If you are referring to replacing the drywall - then yes. You don't want to have paint applied directly to unprimed drywall, especially on a bedroom ceiling. This is a terribly unsafe situation - the paint could easily loosen, fall off, and injure someone who is sleeping or whatever. Replacing it and painting it "right" (ie. priming first) is the *only* solution.


----------



## Dave Mac (May 4, 2007)

I think if you just skim coat the entire thing you might no have to replace the sheetrock, then oil primer and then paint, should save you some time doing it this way, that ceiling could fail any minute


----------



## Ole34 (Jan 24, 2011)

Thanks for all of your help guys. Until I figure this all out I'll be sleeping in the basement, paneling down there


----------



## RH (Sep 7, 2010)

Dave Mac said:


> I think if you just skim coat the entire thing you might no have to replace the sheetrock, then oil primer and then paint, should save you some time doing it this way, that ceiling could fail any minute


Maybe if this was any other room than a bedroom, I would agree. But under the circumstances I would personally only be able to sleep at night if I'd knew it was all ripped out and replaced. I guess it all comes down to how much of a risk you're willing to live with.



Ole34 said:


> Thanks for all of your help guys. Until I figure this all out I'll be sleeping in the basement, paneling down there


Good plan - always better to be safe than sorry.


----------



## DeanV (Apr 18, 2007)

I would use Gardz as a penetrating sealer, followed by an epoxy sealer, followed by 100% solids epoxy (2 coats of course), then sand for adhesion and apply XIM Bonding primer (alkyd) followed by the flat paint of your choice. Good to go!


----------



## Gough (Nov 24, 2010)

I think you could do this more economically by carefully removing the drywall, re-installing it upside-down, then priming. There seems to be enough painters with lots of free time right now, maybe some of them could help.


----------



## RH (Sep 7, 2010)

DeanV said:


> I would use Gardz as a penetrating sealer, followed by and epoxy sealer, followed by 100% solids epoxy (2 coats of course), then same for adhesion and apply XIM Bonding primer (alkyd) followed by the flat paint of your choice. Good to go!

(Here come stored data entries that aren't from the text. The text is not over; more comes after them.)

Issue #1022, opened 2026-08-08
No positional access into entity arrays: `stack.cards[0]` lowers to a bytes index, there is no `first of`, and `for all` has no index


PaulSnow:
Cribbage pegging is the natural next conversion after #984, and it is inherently *positional*: "the last L cards laid, in order". Every #980 primitive is order-independent — subsets, key groups, multiset runs — so pegging has to reach elements by position, and EL cannot.

Probed against the compiler:

```
set peg.top = last of stack.cards      OK   -> stack.cards last getrelationship cve /peg.top xdef
set peg.top = first of stack.cards     FAIL -> no viable alternative at input 'setpeg.top=fir…'
set peg.top = stack.cards[0]           OK   -> stack.cards 0 bytesidx cvi /peg.top xdef
stack.cards[0].rank == 5               FAIL -> token recognition error at: '.r'
for all stack.cards with index i       FAIL -> unexpected tokens after parse: with in
for all stack.cards in reverse         OK   -> dup stack.cards forallr pop              (#975, works)
```

Three separate holes:

1. **`last of` exists, `first of` does not.** `last of` even converts properly to an entity (`last getrelationship cve`). The parity gap is arbitrary.

2. **Indexing an entity array silently lowers to a *bytes* index and an integer conversion.** `stack.cards[0]` compiles to `stack.cards 0 bytesidx cvi`, so `set peg.top = stack.cards[0]` assigns an integer where an entity was meant, with no diagnostic — the documented form is `(string) arrayExpr[iexpr]` / `(long) arrayExpr[iexpr]` (docs/el-reference.md:621), and there is no entity form. Field access on an indexed element does not parse at all.

3. **`for all` has no index.** With one, windowing over a sequence is expressible in EL directly, and a separate windowing primitive may not be needed at all.

## To do

- `first of arrayExpr`, for parity with `last of`.
- Entity-typed element access: `stack.cards[i]` in an entity context and field access on the result (`stack.cards[i].rank`), or an explicit `(entity)` cast form. At minimum the `bytesidx cvi` lowering must be unreachable for an array of entities — a compile error beats a silent integer.
- An index binding in `for all` contexts (`for all <array> with index <name>`), usable in conditions and actions.

## Acceptance

A decision table can reach the last L elements of an entity array and read their fields without host-side help; `stack.cards[0]` on an entity array either yields the entity or fails to compile; `make check` green.

[...]

Issue #869, opened 2026-06-20
EL: boolean aggregations likely share the forall-fold operand bug (#867 follow-up)


PaulSnow:
Follow-up to #867 (which fixed the numeric `sum of` / `number of … where` folds).

The **boolean aggregation** emitters share the same `seed arr { body } forall` shape and therefore almost certainly the same operand-order bug — `forall` is `( body array -- )` and pops the array off the top, so emitting the array before the body block makes it iterate the block's tokens and crash at runtime (`non-Entity entry in array`). The `… where` variants likely also have the `if` operand reversed.

## Suspect emitters (pkg/dtrules/compiler/el/postfix_emitter.go)
- `VisitBoolThereIsInArrayWhere` — `there is <x> in <arr> where <p>` (emits `false arr { bexpr or } forall`)
- `VisitBoolThereIsNoInArrayWhere`
- `VisitBoolAllHave`
- `VisitBoolOneOfHasa`
- `VisitBoolMatchForall`

## Work
1. Add **execution** tests (compile EL, run over real entities, assert the boolean) — the existing tests only assert token presence, which can't see operand order (exactly how #867 shipped broken).
2. Reorder the confirmed-broken emitters to the working `seed { body } arr forall` shape (and `{ block } bexpr if` for predicated ones), matching `VisitForallWhere`.

Found during the #867 review; split out so #867 could close with the numeric-fold fix.

PR #1238, opened 2026-09-21
fix(el): (string) arr[i] reads the array element, not a byte (#1229)

### LINKED ISSUE #1229: (string) arr[i] on a string array fails with RBytesValue: cannot convert to bytes
Reproduced on DTRules v1.25.0-20-g6a4bc145 (build/dtrules at 6a4bc145). `set result.table = (string) node.ancestors[0]`, where `node.ancestors` is a string array holding `["e11"]`:

```
[Conversion Error] RBytesValue: cannot convert to bytes
PostFix: node.ancestors 0  ERROR==> bytesidx  <== cvs cvs /result.table xdef
```

Indexing a string array compiles to `bytesidx` (a byte index) instead of an element index. The same happens for `result.findings[0]`. Expected: the element `"e11"`.

PaulSnow:
## What was wrong

Every cast of an indexed expression (`(string) a[i]`, `(long)`, `(double)`, `(fixed)`, `(boolean)`, `(date)`) goes through `VisitIndxExpr`, and that always emitted `bytesidx`. `bytesidx` only reads bytes: it calls `RBytesValue`. So on any real array it failed:

```
set result.table = (string) node.ancestors[0]
[Conversion Error] RBytesValue: cannot convert to bytes
PostFix: node.ancestors 0  ERROR==> bytesidx  <== cvs cvs /result.table xdef
```

The forms without a cast (`set s = findings[0]`, `set e = ents[0]`) already emitted `getat` when the name is declared `array` (the #1022 and #869 routing). Only the cast forms were wrong.

## The fix

`VisitIndxExpr` now chooses the accessor from the declared type of the indexed name, looking at locals first and then the EDD symbol table (`indexOp`):
- `bytes` → `bytesidx`, which gives the byte, as before.
- anything else → `getat`, which gives the element. The grammar has already placed the name where an array goes, so an undeclared name is treated as an array.

`VisitDateFromArrayAt` had the same hard-coded `bytesidx` and now makes the same choice.

After review, `VisitIntBytesIndex` (the bare `x[i]` form) also goes through `indexOp`. Before, it defaulted an undeclared name to `bytesidx`, while the cast form defaulted to `getat`, so with no symbol table (`CheckAction(el, nil)`, or a build with no EDD) `(long) x[0]` and `x[0]` disagreed. There is now one rule for every form: `bytesidx` for an expression that can only be bytes (hex literal, hash, slice, conversion) or a name declared `bytes`, and `getat` otherwise. `TestIndexAccessorFollowsDeclaredType` pins both forms with no symbols, with an array, with bytes, and for bytes-only expressions. The execution test also runs both forms with nil symbols. On the previous commit, the bare-form cases fail (`x 0 bytesidx`, and `node.counts[1] = 300, want 41`).

The entity-cast assertion now indexes an array whose two elements are different entity types, so an off-by-one index would show.

The EDD symbol table records a field as `array` without its subtype. That is enough: `getat` pushes the element whatever it is, and the cast that follows converts it.

## Tests

- New `pkg/dtrules/array_index_exec_test.go` (`TestCastIndexedArrayElement`). It compiles the way `dtrules build` does: symbols from an `_edd.xml` on disk via `authoring.LoadEDDSymbols`, compiled with `authoring.CheckAction`. It then executes against entities created from the same EDD. It covers:
  - string arrays: the issue's `(string) node.ancestors[0]` → `"e11"`, and index 1
  - number arrays: `(long)` → 300 (not a possible byte), `(double)`, `(string)` → `"300"`
  - boolean arrays and date-string arrays
  - entity arrays: `node.children[1]` gives the same entity, and a `(string)` cast of it works
  - bytes: `(long) node.digest[1]` and `node.digest[3]` still give the byte
- On `origin/main` it fails 7 assertions: string, number, boolean, date and entity casts. With the fix it passes. If `indexOp` is forced to return `getat` for everything, the bytes assertion fails, so the test also guards the bytes case.
- `TestIssue803_DateCastFormsEmitInnerExpr` pinned the bug (`a.dlist 0 bytesidx`). It now expects `getat`.
- `docs/el-reference.md` "Array at index" showed `myarray idx bytesidx cvs`. It now shows `getat` and says when `bytesidx` applies.
- `make check` passes.

## Regenerated sample postfix

`sampleprojects/SyntaxTests/xml/syntaxexample_dt.xml` stored 5 compiled postfix lines that indexed an array with `bytesidx`. They were `(date) clients [2]` twice, `(long) clients [1]`, `( boolean ) flags [ 0 ]` and `( boolean ) errorCodes [ 1 ]`.

I regenerated the file with `dtrules build sampleprojects/SyntaxTests --from-excel`, using a binary built from this branch. The diff is exactly those five lines, `bytesidx` → `getat`. Nothing else in the project changed, and the Excel files are untouched. (A plain `dtrules build` rewrote nothing, because no workbook was newer than its XML.)

**None of those five rows is executed by anything.** They are compiler output brought into line, not behaviour this PR exercised:
- Four are in tables that cannot run: `Syntax_Examples_2`, `Syntax_Examples_4`, `Run_Test_7` and `Run_Test_16`. Each dies on an undefined name first, identically on `main`.
- The fifth, `( boolean ) errorCodes [ 1 ]`, is in `Syntax_Examples_5`. That table does run, but every one of its conditions is `-` in its single column, so the condition is never evaluated. A probe (`elstmterror`) put in that row's stored postfix never fires. The same probe in an evaluated row of `Run_Test_15` does fire.

The array-index behaviour is covered by the tests above, not by SyntaxTests. The broader problem is filed as #1260.

Fixes #1229


PaulSnow (commented):
## Adversarial review — #1238 `(string) arr[i]` reads the element (#1229)

**Verdict: no blocking findings; one low finding and two notes.** The fix does what the issue asks, fail-before/pass-after reproduces, the bytes branch is really guarded (a mutant that always returns `getat` fails the test), and the regenerated SyntaxTests diff is exactly the five lines claimed. But nothing in the repo executes those five regenerated rows — `make check` passing after the regeneration proves nothing about them — and the emitter now has two different defaults for a name of unknown type.

### What I ran (throwaway worktree `/tmp/rev-1238` at `8f0a2dc7`, base `6a4bc145` = current `origin/main`)

- `make check` on the branch: **passed**. Branch is already on top of `origin/main` (merge-base == main HEAD), so the merged result is the branch itself.
- Fail-before: `array_index_exec_test.go` and the updated `issue_803_batch5_test.go` on a clean `origin/main` worktree: 7 assertions fail (`node.counts 0 bytesidx … RBytesValue: cannot convert to bytes`, string/boolean/date/entity casts, and `a.dlist 0 bytesidx`). On the branch they pass, also under `-race -count=3`.
- Mutation: forcing `indexOp` to return `getat` unconditionally fails the test at `(long) node.digest[1]` (`RArrayValue: No Array value exists for this type`, got 300 want 173). The bytes guard is real.
- Regenerated XML: `git diff` is exactly the 5 `bytesidx` → `getat` lines, nothing else.
- Did the regenerated rows execute? **No, nowhere.** `executableSyntaxTables` is `Run_Syntax_Examples, Syntax_Examples_5, Error_Handling_Table`. Of the five tables holding the changed rows, `Syntax_Examples_2`, `Syntax_Examples_4`, `Run_Test_7` and `Run_Test_16` cannot execute at all — run directly with either binary they die on `validatedCitizenship`/`clients`/`expectedChildren` undefined before reaching the changed row, identically on main and on the branch. `Syntax_Examples_5` does execute (it is performed by the entry table) but its only column is `*` for condition 1 and `-` for every other condition, so condition 29 (`errorCodes 1 getat cvb`) is never evaluated: the `--trace` of `Run_Syntax_Examples` shows zero `<condition>` elements for that table. Traces from the main and branch binaries are identical apart from `arraybind` ordering (pre-existing map-order nondeterminism).
- Trial merges (`git merge-tree --write-tree`) against every other open PR branch (#1226–#1234, #1241, #1244): all clean, including #1240/#1243/#1245 which also edit `postfix_emitter.go` and the four others that edit `docs/el-reference.md`.

### Findings

1. **Low — two defaults for a name of unknown type.** `indexOp` (`postfix_emitter.go:5151-5162`) says *unknown → `getat`*; the sibling `VisitIntBytesIndex` (`:1585-1594`) says *unknown → `bytesidx`* via `eexprIsArray`. Both are reachable with no symbols: `CheckAction(el, nil)` is legal ("symbols may be nil", `authoring/el_check.go`), `authoring/table.go` and `execute.go` pass whatever `t.symbols`/`p.symbols` hold, and `cmd/dtrules/build.go:60` only sets symbols when `LoadEDDSymbols(xmlDir)` finds an EDD in that directory. Scenario, no symbols loaded: `set result.count = node.counts[0]` compiles to `bytesidx` and fails on the array, while `set result.count = (long) node.counts[0]` compiles to `getat` and works; conversely `node.digest[1]` works and `(long) node.digest[1]` fails with `RArrayValue: No Array value exists`. Same read, two spellings, opposite outcomes, no diagnostic. Not a regression for arrays (they failed everywhere before) but the PR introduces the second default. One shared helper with one documented default (I'd pick `getat`, arrays being the common case) — or a build-time warning when the base type is unknown — closes it.

2. **Note — the entity-cast assertion cannot detect an off-by-one.** `array_index_exec_test.go:183-187` compares `(string) node.children[1]` with `child1.StringValue()`, which is the entity name `"child"` — identical for `child0`. The uncast assertion just above (`GetID()` of `node.children[1]`) does pin the index, so the test as a whole is sound, but the cast line only proves "an entity was cast", not "the right one". Give `child1` a distinguishing label if `StringValue` can be made to show it, or drop the claim that this line checks the index.

3. **Note — the PR text over-claims on the regenerated rows.** "Stored postfix is what executes, so those lines would still have failed at run time" is true in principle, and "`make check` passes after the regeneration" is true, but per the run above no test or run ever evaluates those five rows, before or after. Worth saying so in the description rather than implying they were exercised. (Semantically they are also odd — `clients` is an array of `client` entities, so `(date) clients[2]` and `(long) clients[1]` will still error at `cvdate`/`cvi` if anyone ever makes those tables runnable; that is the sample's problem, not this PR's.)

### Attack surface checked, no defect found

- `IDENT` lexes at most one dot, so `a.b.c[0]` cannot reach `indexOp`; `alias.field[0]` for a `for all … as alias` local misses `lookupLocal("alias.field")` and falls to `lookupType`'s last-segment lookup — correct.
- `(array) NAME[i]`, `copy of x[i]`, array literals, `tokenize … by …[i]`, and colon-refs all `GetText()` to something the symbol table cannot hold and fall to `getat`, which is right for every one of them except a possessive/colon-ref'd **bytes** field (`:node:digest[i]` / `node's digest[i]` — `GetText()` yields `:node:digest`, which `lookupType` cannot resolve), which would now emit `getat` and fail where `bytesidx` used to work. I could not find any such usage; noting it as the one shape where the new default is wrong.
- No local can ever be declared `bytes` (`declareLocal` is never called with `TypeBytes`), so the `lookupLocal` branch of `indexOp` can only ever choose `getat`; harmless.
- `BaseObject.RBytesValue` errors for every non-`RBytes` type, so no string-typed name ever indexed successfully via `bytesidx` before — no regression for `(long) someString[0]` (errors before and after, with a different message).
- `VisitDateFromArrayAt` uses the same helper; `VisitEntityIndex`, `VisitBoolArrayAt`, `VisitNameArrayAt` were already `getat` and are unchanged.

### Not verified

- The Excel-side of the regeneration (`--from-excel` run itself); I checked only that the resulting XML diff is the claimed five lines.
- UI vitest suite (`ui/node_modules` absent; `make check` skipped it, same on main).
- Behaviour of the debug/speculate API compile paths beyond confirming they load EDD symbols.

That _might_ work... but then again. There is clearly an adhesion issue -that light fixture has already come loose


----------



## propainterJ (Jan 31, 2011)

That is some funny shiznit right there

Why are you all giving this poor guy such a bad time?

Dude,your good,paint is as good as primer to raw drywall,just need to 2 coat it.

I've painted for other contractors for decades,we only used primers to raw drywall about 25% of the time,they all loved to just two coat it with the finishpaint.

I loved the one about carefully taking out the sheetrock and turning it around.....brilliant!


----------



## RH (Sep 7, 2010)

propainterJ said:


> That is some funny shiznit right there
> 
> Why are you all giving this poor guy such a bad time?
> 
> ...


He's clearly a hack and deserves to be given sh!t.


----------



## Gough (Nov 24, 2010)

propainterJ said:


> That is some funny shiznit right there
> 
> Why are you all giving this poor guy such a bad time?
> 
> ...


We're just feeding the troll!


----------



## Dave Mac (May 4, 2007)

Yes he should of hired a professional


----------



## RH (Sep 7, 2010)

Dave Mac said:


> Yes he should of hired a professional


Yep. Since the mods won't do the right thing...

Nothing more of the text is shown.